In Oregon, Chemeketa Community College, in partnership with the Oregon State Correctional Institution, Oregon State Penitentiary and Santiam Correctional Institution, is one of those Second Chance Pell sites, according to the Department of Education’s Office of Federal Student Aid.
“Chemeketa Community College’s involvement in the Second Chance Pell Grant pilot program since its inaugural start in 2016 has been extremely rewarding for both the students and our staff alike,” the community college told OPB. “We’ve watched the participants of the program change their lives for the better and through our annual graduation ceremonies inside the facilities, we have been able to see first-hand what the program has meant to their friends and families.”
Chemeketa said the program has resulted in high graduation rates. Of the students who received Second Change Pell grants in the 2016-17 year, more than 65% graduated within 150% of the normal program time.
“This far exceeds the national average for all students (not just incarcerated ones), of 25% for first-time, full-time undergraduate students at public two-year institutions,” The college said. “The students also earn high marks in the classroom, with the last graduating class finishing with an average GPA of a 3.50.”
For graduates of Chemeketa’s program, recidivism rates are about 20% lower than the state’s average, the school said.
Rice-Minus with Prison Fellowship noted since the nature of the Second Chance program is “experimental,” it was assumed those pilot sites would not be permanent, but now with the passage of the omnibus bill, all eligible incarcerated students in the nation will have access to Pell Grants regardless of their sentences or the crimes they have committed.

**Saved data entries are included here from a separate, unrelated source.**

PR #2351, opened 2026-06-01
Detour halo rendering to block in RT rendering

marchc1:
Kinda sucks but this is a general gmod issue
I see no better way to fix this problem...
```lua
local RT_NAME = "repro_halo_rt"
local RT_SIZE = 1024

local rt = GetRenderTarget( RT_NAME, RT_SIZE, RT_SIZE )

local rtMat = CreateMaterial("repro_halo_rt_mat", "UnlitGeneric", {
    ["$basetexture"] = "color/white",
    ["$translucent"] = 1,
})
rtMat:SetTexture("$basetexture", rt)

local TARGET        = NULL
local HALO_ON       = true
local POSTPROCESS   = false
local HALO_COLOR    = Color(0, 255, 0)

concommand.Add("repro_settarget", function()
    local tr = LocalPlayer():GetEyeTrace()
    if IsValid(tr.Entity) and not tr.Entity:IsWorld() then
        TARGET = tr.Entity
    end
end)

concommand.Add("repro_halo", function(_, _, args) HALO_ON = not HALO_ON end)
concommand.Add("repro_postprocess", function(_, _, args) POSTPROCESS = (tonumber(args[ 1 ]) or 0) ~= 0 end)

hook.Add("PreDrawHalos", "repro_halo_add", function()
    if HALO_ON and IsValid(TARGET) then
        halo.Add({TARGET}, HALO_COLOR, 2, 2, 1, true, false)
    end
end)

hook.Add("PreRender", "repro_capture", function()
    if not IsValid(TARGET) then return end

    local tpos = TARGET:GetPos()
    local origin = tpos + Vector(120, 0, 40)
    local ang = (tpos - origin):Angle()

    render.PushRenderTarget(rt)
        render.Clear(20, 20, 28, 255, true, true)

        render.RenderView({
            origin        = origin,
            angles        = ang,
            x             = 0,
            y             = 0,
            w             = RT_SIZE,
            h             = RT_SIZE,
            fov           = 75,
            drawhud       = false,
            drawviewmodel = false,
            dopostprocess = POSTPROCESS,
            bloomtone     = false,
        })
    render.PopRenderTarget()
end)

hook.Add("HUDPaint", "repro_blit", function()
    if not IsValid(TARGET) then return end

    local w, h = 384, 384
    local x = ScrW() / 2 - w - 24
    local y = (ScrH() / 2) - (h / 2)

    surface.SetDrawColor(0, 0, 0, 255)
    surface.DrawRect(x - 3, y - 3, w + 6, h + 6)

    surface.SetDrawColor(255, 255, 255, 255)
    surface.SetMaterial(rtMat)
    surface.DrawTexturedRect(x, y, w, h)

    draw.SimpleText(
        "halo " .. (HALO_ON and "ON (expect dim)" or "OFF (expect bright)") ..
        "   pp=" .. tostring(POSTPROCESS),
        "DermaDefault", x, y + h + 6, color_white
    )
end)
```
This reproduces the problem in glua

The only bug I really see is that this *may* result in some halos not rendering at all, even in the main stock Source/Gmod view, if a Starfall is using setRenderTarget. However, I am of the belief that until Gmod fixes this problem (as it is a gmod problem it seems) that this is preferable (halos being unavailable when using starfall rendertargets) vs. renderView being completely darkened and barely usable otherwise.

### DIFF
--- a/lua/starfall/libs_cl/render.lua
+++ b/lua/starfall/libs_cl/render.lua
@@ -2496,6 +2496,7 @@ function render_library.renderView(tbl)
 		changedFilterMin = renderdata.changedFilterMin,
 		prevClippingState = renderdata.prevClippingState,
 		noStencil = renderdata.noStencil,
+		usingRT = renderdata.usingRT,
 		pushedClippingPlanes = pushedClippingPlanes,
 		noPrevHaloHook = hook.GetTable().ShouldDrawHalos.SF==nil
 	}
@@ -2552,7 +2553,6 @@ function render_library.renderView(tbl)
 	renderdata.prevClippingState = prevData.prevClippingState
 	renderdata.noStencil = prevData.noStencil
 	renderdata.usingRT = prevData.usingRT
-	usingRT = prevData.usingRT
 	pushedClippingPlanes = prevData.pushedClippingPlanes
 
 	if prevData.noPrevHaloHook then
--- a/lua/starfall/libs_cl/render.lua
+++ b/lua/starfall/libs_cl/render.lua
@@ -131,7 +131,6 @@ local MATRIX_STACK_LIMIT = 8
 local matrix_stack = {}
 local view_matrix_stack = {}
 local renderingView = false
-local usingRT = false
 local renderingViewRt
 local drawViewerInView = false
 local MAX_CLIPPING_PLANES = 4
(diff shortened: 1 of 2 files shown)


thegrb93:
Do other RT cam mods do this? How do they handle halo interference?

Astralcircle:
Wiremod does something similar, but instead of detorting a function, it detour the rendering hook, thus reducing overhead (both solutions are kinda sucks, but no other way):
https://github.com/wiremod/wire/blob/1d727a0ca8d2319483ec8698404fa61103c1cf7c/lua/wire/client/cl_wirelib.lua#L248-L258

thegrb93:
Maybe it can instead by patched here, checking first if wiremod already patched it. https://github.com/thegrb93/StarfallEx/blob/master/lua/starfall/sflib.lua#L76

Then you can toggle halo drawing in renderView with `hook.Add("ShouldDrawHalos","SF_ShouldDrawHalos",function() return false end)` and `hook.Remove("ShouldDrawHalos","SF_ShouldDrawHalos")`

thegrb93:
See if this change works?

Astralcircle:
> See if this change works?

~~Just noticed one thing, if you constantly block rendering of halos, then List will never be cleared causing a potential memory leak~~
Should be fine in this context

“We know from abundant research that incarcerated and formerly incarcerated students are some of the most eager, hardest-working and highest achieving students,” said Deb Arthur, a professor with Portland State University. She has taught students at Coffee Creek Correctional Facility, Oregon’s only women’s prison. “[I]t is a boon not only for individual students to be able to access the transformation that comes from higher education, but also for PSU to be able to invite and welcome these talented and diverse students.”
Arthur said once Pell eligibility takes effect for incarcerated students, the students “will be able to pay tuition, and then our program has a solid funding base.”
The bill may not take effect until July 2023 at the latest.
“The department, and the secretary, has latitude for early implementation … which would allow them to expedite that if the practices and processes and procedures can be put into place,” Scott Stump, Assistant Secretary for Career, Technical and Adult Education in the U.S. Department of Education, said Wednesday.
Stump said state departments of correction and other entities with oversight of prisons will now need to be a part of the approval process for Pell Grant eligibility.
“That’s what our Federal Student Aid office will need to provide technical assistance on to really create a new process to ensure that the programs are operating in the best interests of students,” Stump said. “But that may be something that could take a bit of time.”